Check every line below for the word "hbrunn" and show those that hold it.

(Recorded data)
┌──

PR #452, opened 2016-03-16
[FIX] calendar: Don't halt on non existant constraint

pedrobaeza:
There can be occasions where the constraint doesn't exist, so with this, we prevent the hang on this error.


pedrobaeza:
cc @pablocm-aserti, @hbrunn, @StefanRijnhart

hbrunn:
`if exists` for constraints is new in 9.0 (postgres, not odoo) to my knowledge. I think it's okay to presuppose people have updated their server within the last 6 years, so :+1:

pablocm-aserti:
Much better this way, thanks! :+1:

JordiBForgeFlow:
:+1:

StefanRijnhart:
Thanks :+1:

└──

RESPONSE FOR THIS EXERCISE:
cc @pablocm-aserti, @hbrunn, @StefanRijnhart
hbrunn:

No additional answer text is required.